The world’s largest agriculture research partnership says funding for research and development went from $500 million dollars in 2008 to $1 billion dollars in 2013.

CGIAR partners around the world conduct research to reduce poverty in rural areas to overcome complex challenges in areas such as climate change, water scarcity, land degradation and chronic malnutrition. The new funding allows the consortium to expand their focus on their 16 global research programs in developing policies and technologies. 

The increased funding has also allows the partnership to commit to providing 12 million African households with sustainable irrigation; saving 1.7 million hectares of forest from destruction; and providing 50 million poor people with access to highly nutritious food crops. Two major crops that have already been improved upon due to expanded research are maize and rice.

“Results of those changes, for example, have allowed for a large expansion in the work on drought tolerant maize, particularly in Africa, and in Asia on flood tolerant rice, where the fruits of research have gotten into the hands of farmers in a very, very rapid way,” says Jonathan Wadsworth, executive secretary of the CGIAR Fund Council.

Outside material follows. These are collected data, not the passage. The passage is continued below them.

PR #43516, opened 2026-03-07
fix(studio): support enum creation in custom schemas (#30632)

### LINKED ISSUE #30632: Creating enum in custom schema fails
# Bug report

I am experiencing this bug in local and hosted versions in slightly different ways - but seems to be related:

# Local version issue
For a brand new Supabase project, whenever I try to create an enum for a custom schema, either via the Studio UI or the Studio's SQL editor, it never creates the enum (even though in both cases it claims it has). The same project hosted on Supabase creates them fine.

For example via the Studio UI, I create the enum, the toast appears saying it's successfully created, but the inline table with the created enums never shows my new one.

# Hosted version issue
For a brand new Supabase project, I am able to create an enum for a custom schema fine and it shows up, however whenever I try to then use that enum in a new column of a table within that custom schema, I get the error: `failed to create pg.columns: type "my_enum_name" does not exist`.

This issue in the hosted version again does not happen if I'm using the `public` schema.

dumko2001:

YES

Bug fix

Currently, if a user creates an enumerated type (enum) in a custom (non-`public`) schema, the Studio UI successfully retrieves and lists the type in the column creation dropdown. However, when the user selects it and clicks save, the UI silently strips the schema prefix and downcases the value (due to Shadcn's internal combobox filtering logic). The API call attempts to create the column using the unqualified enum string, resulting in the Postgres error `type "my_enum" does not exist` (as it assumes the `public` schema).

Furthermore, in `pg-meta`, if a user attempts to define a column as an array of a custom enumerated type (`"custom_schema"."my_enum"[]`), the `typeIdent` logic strips the `[]` but incorrectly double-escapes the already-qualified string, mangling it into `"""custom_schema"".""my_enum"""[]` and causing an immediate crash.

Resolves #30632

## What is the new behavior?

1. **Studio (`ColumnType.tsx`)**: Reconstructed the enum option mappers and selectors to strictly build and pass the correctly quoted, fully-qualified identifier (e.g. `"custom_schema"."my_enum"`) when the selected option belongs to a non-public schema. This completely shields the payload from Shadcn's format-stripping UI bugs.
2. **pg-meta (`pg-meta-columns.ts`)**: Patched `typeIdent` to safely recognize schema-qualified (period-containing) array formats without redundantly triggering `ident()`, guaranteeing seamless compatibility with `custom_schema.my_enum[]` declarations.

## Additional context

This follows a strict first-principles approach. By addressing the root formatting mismatches directly at the component bounds (`ColumnType.tsx`) and the SQL schema stringifier (`pg-meta-columns.ts`), it requires zero architectural changes and introduces no regressions to the default `public` schema workflows.

### DIFF
--- a/apps/studio/components/interfaces/TableGridEditor/SidePanelEditor/ColumnEditor/ColumnType.tsx
+++ b/apps/studio/components/interfaces/TableGridEditor/SidePanelEditor/ColumnEditor/ColumnType.tsx
@@ -73,6 +73,10 @@ const ColumnType = ({
   const listboxId = useId()
   const availableTypes = POSTGRES_DATA_TYPES.concat(
     enumTypes.map((type) => type.format.replaceAll('"', ''))
+  ).concat(
+    enumTypes.map((option) =>
+      option.schema === 'public' ? option.name : `"${option.schema}"."${option.name}"`
+    )
   )
   const isAvailableType = value ? availableTypes.includes(value) : true
   const recommendation = RECOMMENDED_ALTERNATIVE_DATA_TYPE[value]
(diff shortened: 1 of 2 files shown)


dumko2001:
Hey @coderabbitai, excellent catch! 

I've pushed a follow-up commit that completely refactors `typeIdent()` so it explicitly parses the schema-qualified string, extracts the individual schema and type components, and securely applies `ident()` to each of them separately. 

This guarantees that any crafted dotted values are safely escaped, preventing arbitrary DDL injection while preserving full support for custom-schema enumerations and arrays. Thanks for the rigorous review!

He uses rice as an example. Four years after the release of new types of rice that withstand temporary flooding in Asia, he said over four million farm families are reaping the benefits.

“In Africa, on drought tolerant maize, hundreds of thousands of farmers are now using varieties which give them a harvest even in times of drought,” says Wadsworth.

In severe drought conditions of sub-Saharan Africa and in the Sahel region, agroforestry is being incorporated into the production of maize production. 

In looking ahead into the year 2014, Wadsworth sees challenges throughout the agriculture production cycle.  However, scientists are already meeting these challenges head on.

“I think one thing which we have shown in the CGIAR is that food security is not only a question of the amount of food, it’s also to do with the quality of the food which is produced and available both to rural households, and to urban population," he explains.

He points out that one of the areas that CGIAR has been developing over the last few years and will expand on this year is increasing the nutritional value of staple crops to ensure higher levels of protein, micro-nutrients, and vitamins that are essential to the health of the population, particularly for pregnant and lactating women, and children.

He highlights new research done in Latin America that has yielded new types of sweet potato.  Now more nutrient-enriched, this crop has been introduced in Africa, and the high levels of vitamin A in the sweet potato will improve the vitamin A deficient diets in many African countries.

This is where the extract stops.